Scan the entries for "other". Every line that holds it is to be copied.

━━ SUPPLIED RECORDS

PR #8340, opened 2022-11-10
🖖 Breakout rooms 🛠️ API - Part 1

### LINKED ISSUE #8338: 🖖 Breakout rooms 🛠️ API
Meta ticket at https://github.com/nextcloud/spreed/issues/8337

## Eta 18.11.

- [x] Capability for version
- [x] Configuring breakout rooms before the call
  - [x] Automatic distribution of equal size
  - [x] Manual distribution
  - [x] Integration tests
  - [x] API Documentation
- [x] Make moderators a moderator in all breakout rooms
  - [x] Remove from all breakout rooms on demotion
  - [x] Integration tests
- [x] Don't allow breakout rooms in:
  - [x] One-to-one
  - [x] Breakout-rooms
  - [x] Should we limit further? Amount: 1 <= X <= 20
- [x] https://github.com/nextcloud/spreed/pull/8340

## Eta 25.11.
- [x] Capability for yes/no
  - [x] Integration tests
  - [x] API Documentation
- [x] Create API for moderator to post a message to all chat rooms
  - [x] Integration tests
  - [x] API Documentation
- [x] Create API to start and stop the break out rooms
  - [x] Set/remove the lobby
  - [x] Need a flag on the conversation object/api
  - [x] Integration tests
  - [x] API Documentation
- [x] https://github.com/nextcloud/spreed/pull/8370

## Eta 07.12.
- [x] Based on #8370 
- [x] Create API for participants to "raise hand" across the rooms
  - [x] Integration tests
  - [x] API Documentation
- [x] Create API for participants to abort/reset assistance request
  - [x] Integration tests
  - [x] API Documentation
- [x] Configuring breakout rooms before the call
  - [x] Free distribution (?)
    - [x] Expose the list of potential breakout rooms (⚠️ listed convos would expose to everyone on the instance)
    - [x] Integration tests
    - [x] API Documentation
- [x] Allow students to switch between breakout rooms in case of free distribution
  - [x] Integration tests
  - [x] API Documentation
- [x] https://github.com/nextcloud/spreed/pull/8442

## 💬 Follow ups / Discussions: Part 1
- [x] Delete breakout rooms when the parent room is being deleted
- [x] Allow to create breakout rooms by providing objectType + objectId
  - [x] Lobby state is correctly set
  - [x] Moderators are added and promoted
- [x] Should prevent direct deletion of individual rooms when they are breakout rooms (as it breaks the mapping)?
  - [x] Allow this and use it as mechanism to manually rearrange the breakout room situation
- [x] When a user is added directly to a breakout room, we should add them to the parent room too or prevent adding
  - [x] Allow this and remove from other breakout rooms and use it as mechanism to manually rearrange the breakout room situation
- [x] ~~Moderators should be able to move single participants between breakout rooms~~ See above point
- [x] Moderators should be able to provide the map afterwards again
- [x] Remove participants from breakout rooms when removed from parent
- [x] Prevent changes directly on breakout rooms
  - [x] Guests allow/disallow
  - [x] Lobby
- [x] #8462 

## 💬 Follow ups / Discussions: Part 2
- [x] ~~Allow timers for the breakout rooms which automatically stops them~~
- [ ] Signaling messages for transfering users to the breakout rooms and back. https://github.com/nextcloud/spreed/pull/8477
- [ ] #8545

nickvergessen:
Ref #8338 

### 🚧 TODO

- [x] Capability for version
- [x] Configuring breakout rooms before the call
  - [x] Automatic distribution of equal size
  - [x] Manual distribution
  - [x] Integration tests
  - [x] API Documentation
- [x] Make moderators a moderator in all breakout rooms
  - [x] Remove from all breakout rooms on demotion
  - [x] Integration tests
- [x] Don't allow breakout rooms in:
  - [x] One-to-one
  - [x] Breakout-rooms
  - [x] Should we limit further? Amount: 1 <= X <= 20
  - [x] Integration tests

### 🏁 Checklist

### DIFF
--- a/docs/breakout-rooms.md
+++ b/docs/breakout-rooms.md
@@ -1,0 +1,48 @@
+# Breakout rooms management
+
+Group and public conversations can be used to host breakout rooms.
+
+* Only moderators can configure and remove breakout out rooms
+* Only moderators can start and stop breakout out rooms
+* Moderators in the parent conversation are added as moderators to all breakout rooms and remove from all on demotion
+
+## Base endpoint
+
+* API v1: Base endpoint `/ocs/v2.php/apps/spreed/api/v1`: since Nextcloud 26
+
+## Configure breakout rooms
+
+* Required capability: `breakout-rooms-v1`
+* Method: `POST`
+* Endpoint: `/breakout-rooms/{token}`
+* Data:
+
+| field         | type   | Description                                                                                          |
+|---------------|--------|------------------------------------------------------------------------------------------------------|
+| `mode`        | int    | Participant assignment mode (see [constants list](constants.md#breakout-room-modes))                 |
+| `amount`      | int    | Number of breakout rooms to create (Minimum `1`, maximum `20`)                                       |
+| `attendeeMap` | string | A json encoded Map of attendeeId => room number (0 based) (Only considered when the mode is "manual" |
+
+* Response:
+    - Status code:
+        + `200 OK`
+        + `400 Bad Request` When breakout rooms are already configured
+        + `400 Bad Request` When the conversation is not a group or public conversation
+        + `400 Bad Request` When the conversation is a breakout room itself
+        + `400 Bad Request` When the mode is invalid
+        + `400 Bad Request` When the amount is below the minimum or above the maximum
+        + `400 Bad Request` When the attendee map contains an invalid room number
+        + `403 Forbidden` When the current user is not a moderator/owner
+        + `404 Not Found` When the conversation could not be found for the participant
+
+## Remove breakout rooms
+
+* Required capability: `breakout-rooms-v1`
+* Method: `DELETE`
+* Endpoint: `/breakout-rooms/{token}`
+
+* Response:
+    - Status code:
+        + `200 OK`
+        + `403 Forbidden` When the current user is not a moderator/owner
+        + `404 Not Found` When the conversation could not be found for the participant
--- a/docs/breakout-rooms.md
+++ b/docs/breakout-rooms.md
@@ -2,8 +2,8 @@
 
 Group and public conversations can be used to host breakout rooms.
 
-* Only moderators can configure and remove breakout out rooms
-* Only moderators can start and stop breakout out rooms
+* Only moderators can configure and remove breakout rooms
+* Only moderators can start and stop breakout rooms
 * Moderators in the parent conversation are added as moderators to all breakout rooms and remove from all on demotion
 
 ## Base endpoint
--- a/lib/Migration/Version16000Date20221110151714.php
+++ b/lib/Migration/Version16000Date20221110151714.php
@@ -52,6 +52,9 @@ class Version16000Date20221110151714 extends SimpleMigrationStep {
 			$table->addColumn('breakout_room_mode', Types::INTEGER, [
 				'default' => 0,
 			]);
+			$table->addColumn('breakout_room_status', Types::INTEGER, [
+				'default' => 0,
+			]);
 			return $schema;
 		}
 
--- a/lib/Migration/Version16000Date20221110151714.php
+++ b/lib/Migration/Version16000Date20221110151714.php
@@ -1,0 +1,60 @@
+<?php
+
+declare(strict_types=1);
+
+/**
+ * @copyright Copyright (c) 2022 Joas Schilling <coding@schilljs.com>
+ *
+ * @author Joas Schilling <coding@schilljs.com>
+ *
+ * @license GNU AGPL version 3 or any later version
+ *
+ * This program is free software: you can redistribute it and/or modify
+ * it under the terms of the GNU Affero General Public License as
+ * published by the Free Software Foundation, either version 3 of the
+ * License, or (at your option) any later version.
+ *
+ * This program is distributed in the hope that it will be useful,
+ * but WITHOUT ANY WARRANTY; without even the implied warranty of
+ * MERCHANTABILITY or FITNESS FOR A PARTICULAR PURPOSE. See the
+ * GNU Affero General Public License for more details.
+ *
+ * You should have received a copy of the GNU Affero General Public License
+ * along with this program. If not, see <http://www.gnu.org/licenses/>.
+ *
+ */
+
+namespace OCA\Talk\Migration;
+
+use Closure;
+use OCP\DB\ISchemaWrapper;
+use OCP\DB\Types;
+use OCP\Migration\IOutput;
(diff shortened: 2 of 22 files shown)


lib/Service/BreakoutRoomService.php
```diff
@@ -0,0 +1,237 @@
...
+
+				if (min($attendeeMap) < 0) {
+					throw new InvalidArgumentException('attendeeMap');
+				}
+			}
+		}
+
+		$breakoutRooms = $this->createBreakoutRooms($parent, $amount);
+
+		$participants = $this->participantService->getParticipantsForRoom($parent);
```
vitormattos, line 114: I think that will be good to check if all members of `$attendeeMap` are participants.

lib/Service/BreakoutRoomService.php
```diff
@@ -0,0 +1,237 @@
...
+	/**
+	 * @param Room $parent
+	 * @param int $mode
+	 * @psalm-param 0|1|2|3 $mode
+	 * @param int $amount
+	 * @param string $attendeeMap
+	 * @return Room[]
+	 * @throws InvalidArgumentException When the breakout rooms are configured already
+	 */
+	public function setupBreakoutRooms(Room $parent, int $mode, int $amount, string $attendeeMap): array {
```
vitormattos, line 66: This var name will make the code more readable in all places of this class that use `$parent` as Room object.
```suggestion
	public function setupBreakoutRooms(Room $parentRoom, int $mode, int $amount, string $attendeeMap): array {
```

lib/Service/BreakoutRoomService.php
```diff
@@ -0,0 +1,237 @@
...
+
+	public function createBreakoutRooms(Room $parent, int $amount): array {
+		// Safety caution cleaning up potential orphan rooms
+		$this->deleteBreakoutRooms($parent);
+
+		$rooms = [];
+		for ($i = 1; $i <= $amount; $i++) {
+			$breakoutRoom = $this->roomService->createConversation(
+				$parent->getType(),
+				str_replace('{number}', (string) $i, $this->l->t('Room {number}')),
```
vitormattos, line 212: Is good to put a hint to translators to make more easy to translators identify the place of this phrase will occur and get a best understanding about what is this phrase.

https://docs.nextcloud.com/server/latest/developer_manual/basics/front-end/l10n.html#provide-context-hints-for-translators

```suggestion
				// TRANSLATORS The room name followed with a sequential number from 1 to N where N is the total of breakout rooms.
				$this->l->t('Room %n', $i),
```

tests/integration/features/bootstrap/FeatureContext.php
```diff
@@ -555,11 +560,16 @@ public function userSeesAttendeesInRoom(string $user, string $identifier, int $s
 					$attendee['actorId'] .= '@' . rtrim($this->baseRemoteUrl, '/');
 				}
 
+				// Breakout room regex
+				if (isset($attendee['actorId']) && strpos($attendee['actorId'], '/') === 0 && preg_match($attendee['actorId'], $actual['actorId'])) {
+					$attendee['actorId'] = $actual['actorId'];
```
vitormattos, line 565: Could be good to break a bit this row to make more easy the use of xdebug and prevent wrap the row in editor.
```suggestion
				if (isset($attendee['actorId'])) {
					if (strpos($attendee['actorId'], '/') === 0) {
						if (preg_match($attendee['actorId'], $actual['actorId'])) {
					$attendee['actorId'] = $actual['actorId'];
```

lib/Migration/Version16000Date20221110151714.php
```diff
@@ -0,0 +1,63 @@
...
+
+		$table = $schema->getTable('talk_rooms');
+
+		if (!$table->hasColumn('breakout_room_mode')) {
+			$table->addColumn('breakout_room_mode', Types::INTEGER, [
+				'default' => 0,
+			]);
+			$table->addColumn('breakout_room_status', Types::INTEGER, [
+				'default' => 0,
+			]);
```
vitormattos, line 57: I didn't identified the place that we will use the status value in this PR.

nickvergessen: It's in the follow up #8370 but I want to use only 1 migration to reduce database time on update

docs/breakout-rooms.md
```diff
@@ -0,0 +1,48 @@
+# Breakout rooms management
+
+Group and public conversations can be used to host breakout rooms.
+
+* Only moderators can configure and remove breakout out rooms
+* Only moderators can start and stop breakout out rooms
```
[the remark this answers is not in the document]
nickvergessen: totally right :D

lib/Service/BreakoutRoomService.php
nickvergessen: We can not use `%n` as it is not a plural. We could use an ordinary `%s` placeholder but I find it better with "speaking" placeholders like in javascript.
But I will add a translator hint additionally

tests/integration/features/bootstrap/FeatureContext.php
nickvergessen: With xdebug just inspect the array?
If I split it like this PHPStorm complains that they should be combined into one:
image

lib/Service/BreakoutRoomService.php
nickvergessen: I think it should be obvious enough as there is no other item that could be a parent. Also the type hint indicates it as well.
Also I want to avoid breakings now with the follow up pull requests.

tests/integration/features/bootstrap/FeatureContext.php
vitormattos: PHPStorm isn't a good boy 😂
The problem with xdebug is because is necessary to check condition by condition to identify if the sentence will be true. But, the most important is to work.

lib/Service/BreakoutRoomService.php
vitormattos: This is a good point to follow up to server and change the `t` function to accept the same syntax as JS.

lib/Service/BreakoutRoomService.php
vitormattos: Is a good point to move to part 2.

lib/Service/BreakoutRoomService.php
vitormattos: Only to prevent to send in this array an user that isn't member of room.

vitormattos (approved):

PR #8391, opened 2022-11-23
Move all API version requirements to the same format

### LINKED ISSUE #8354: Fix apiVersion regexs
### How to use GitHub

---

The `apiVersion` requirements are sometimes plain strings, but should be regexes like this: `v4` -> `v(4)`.  
Additionally all these regex should have `^...$` in order to make them match to the whole parameter and not just parts of it.

nickvergessen:
This allows better parsing for OpenAPI specs later

Fix #8354 

### 🏁 Checklist

### DIFF
--- a/appinfo/routes/routesCallController.php
+++ b/appinfo/routes/routesCallController.php
@@ -24,8 +24,8 @@ declare(strict_types=1);
  */
 
 $requirements = [
-	'apiVersion' => 'v(4)',
-	'token' => '^[a-z0-9]{4,30}$',
+	'apiVersion' => 'v4',
+	'token' => '[a-z0-9]{4,30}',
 ];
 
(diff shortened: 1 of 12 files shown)


provokateurin (approved):

nickvergessen:
After some digging it seems that `^` and `$` are stripped away anyway.
I can see use doing both things now. Either the regex contain it (but that is not the case for most requirements across Nextcloud universe) or your script adds it?

nickvergessen:
https://github.com/nextcloud/3rdparty/blob/e0b9473487114accdba2e5a829ba763589ce5860/symfony/routing/Route.php#L520-L539

provokateurin:
i would omit them to make it easier to adapt other apps

PR #8409, opened 2022-11-30
Fix some eslint warnings

marcoambrosini:


src/store/callViewStore.js
```diff
@@ -91,7 +91,7 @@ const mutations = {
 			throw new Error('Missing or empty sessionId argument in call to setParticipantHandRaised')
 		}
 		if (raisedHand && raisedHand.state) {
-			Vue.set(state.participantRaisedHands, sessionId, raisedHand)
+			set(state.participantRaisedHands, sessionId, raisedHand)
```
nickvergessen, line 94: Forgot to import?

> /home/runner/work/spreed/spreed/src/store/callViewStore.js
> Error:    94:4  error  'set' is not defined  no-undef
> Error:   103:3  error  'set' is not defined  no-undef

src/services/breakoutRoomsService.js
```diff
@@ -25,12 +25,12 @@ import { generateOcsUrl } from '@nextcloud/router'
...
- * @param mode Either manual, auto, or free, see constants file
- * @param amount The amount of breakout rooms to be created
- * @param attendeeMap A json encoded Map of attendeeId => room number (0 based)
+ * @param {string} token The conversation token
+ * @param {string} mode Either manual, auto, or free, see constants file
+ * @param {number} amount The amount of breakout rooms to be created
+ * @param {string} attendeeMap A json encoded Map of attendeeId => room number (0 based)
  * (Only considered when the mode is "manual")
- * @return {Promise<AxiosResponse<any>>}
+ * @return {Promise<any>} (AxiosResponse<any>)
```
ShGKme, line 33: To use types from packages in JSDocs we may use import.

```suggestion
 * @return {Promise<import('axios').AxiosResponse<any>>}
```

ShGKme (changes requested):
With import in JSDocs, the type will work as typing, not only text description.

src/services/breakoutRoomsService.js
Antreesy: We don't have `axios` as a dependency in spreed repository, only inside `@nextcloud/axios` bundle. But i'm not sure we could import a type from there, only if it was re-exported

ShGKme: > We don't have `axios` as a dependency in spreed repository, only inside `@nextcloud/axios` bundle. But i'm not sure we could import a type from there, only if it was re-exported

`axios` is a sub-dependency of `@nextcloud/axios`, it is not bundled to `@nextcloud/axios` build. So it is installed as well as ESLint or Webpack, for example.

This typing should work.

ShGKme (approved):
No more tons of warnings 🎉

PR #8445, opened 2022-12-08
⏺ Call recording ⚒ Server API - Add capability to toggle recording - Part 1

vitormattos:
Ref #8326 

### 🚧 TODO

- [ ] Document the system messages
  - [ ] `recording_started`
  - [ ] `recording_stopped`
  - [ ] `audio_recording_started` (Unsure if we implement this)
  - [ ] `audio_recording_stopped` (Unsure if we implement this)
- [  Document room API attribute for "call started at time" (`activeSince` of the room object) - suggestion: `callStartTime` https://github.com/nextcloud/spreed/pull/8369 
  - Ref https://github.com/nextcloud/spreed/pull/8369
  - [ ] Document it with the capability
- [ ] Document room API attribute for "the call is being recorded"
  - [ ] `callRecording` - `int`
    - [ ] 0 none
    - [ ] 1 video
    - [ ] 2 audio (Unsure if we implement this)
  - [ ] Document above constants in docs/constants.md
- [x] Document config capability whether recordings are on/off
  - [x] `config => call => recording` (bool)
- [x] Document capability for recording version
  - [x] `recording-v1`
- [ ] Document API endpoint to start a recording
  - [ ] `POST /ocs/v2.php/apps/spreed/api/v4/call/{token}/recording` Only available with `recording-v1` capability
      #8446
- [ ] Document API endpoint to stop a recording
  - [ ] `DELETE /ocs/v2.php/apps/spreed/api/v4/call/{token}/recording` Only available with `recording-v1` capability
      #8446

### 🏁 Checklist


lib/Config.php
```diff
@@ -132,6 +132,10 @@ public function canUserEnableSIP(IUser $user): bool {
 		return $this->canEnableSIP[$user->getUID()];
 	}
 
+	public function isBreakoutRoomsEnabled(): bool {
+		return $this->config->getAppValue('spreed', 'call_recording', 'yes') === 'yes';
```
nickvergessen, line 136: 1. Wrong function name
2. Should check for external signaling

```suggestion
	public function isRecordingEnabled(): bool {
		return $this->getSignalingMode() !== self::SIGNALING_INTERNAL && $this->config->getAppValue('spreed', 'call_recording', 'yes') === 'yes';
```

lib/Capabilities.php
```diff
@@ -145,6 +145,10 @@ public function getCapabilities(): array {
 			$capabilities['features'][] = 'reactions';
 		}
 
+		if ($this->talkConfig->isBreakoutRoomsEnabled()) {
+			$capabilities['features'][] = 'recording-v1';
```
nickvergessen, line 149: 1. Wrong config function
2. I would split this into 2 things (like with breakout rooms):
    1. A `recording-v1` which signals the API level
    https://github.com/nextcloud/spreed/blob/f121cccdab849dc5a5d2a960e8665f8adbb6d388/lib/Capabilities.php#L115
    3. A config => call => recording which signals the enabled/disabled:
    https://github.com/nextcloud/spreed/blob/f121cccdab849dc5a5d2a960e8665f8adbb6d388/lib/Capabilities.php#L124

nickvergessen (changes requested):

lib/Config.php
vitormattos: copy past.

vitormattos: I fixed in second PR and forgot to fix here.

lib/Capabilities.php
```diff
@@ -145,6 +146,10 @@ public function getCapabilities(): array {
 			$capabilities['features'][] = 'reactions';
 		}
 
+		if ($this->talkConfig->isRecordingEnabled()) {
+			$capabilities['features'][] = 'recording';
```
nickvergessen, line 150: This is supposed to be a config, not a feature. The recording-v1 is the feature. Just search for `breakout` in this file after rebasing on latest master for how it should be

lib/Config.php
```diff
@@ -132,6 +132,14 @@ public function canUserEnableSIP(IUser $user): bool {
 		return $this->canEnableSIP[$user->getUID()];
 	}
 
+	public function isRecordingEnabled(): bool {
+		$isSignalingInternal = $this->getSignalingMode() === self::SIGNALING_INTERNAL;
+		$callRecordingCapability = $this->config->getAppValue('spreed', 'call_recording', 'no');
```
nickvergessen, line 137: Please document in docs/settings.md but also the default should be yes, we don't want people to first have to enable this

nickvergessen (approved):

━━━━

TASK RESPONSE:
  - [x] Allow this and remove from other breakout rooms and use it as mechanism to manually rearrange the breakout room situation
nickvergessen: I think it should be obvious enough as there is no other item that could be a parent. Also the type hint indicates it as well.
i would omit them to make it easier to adapt other apps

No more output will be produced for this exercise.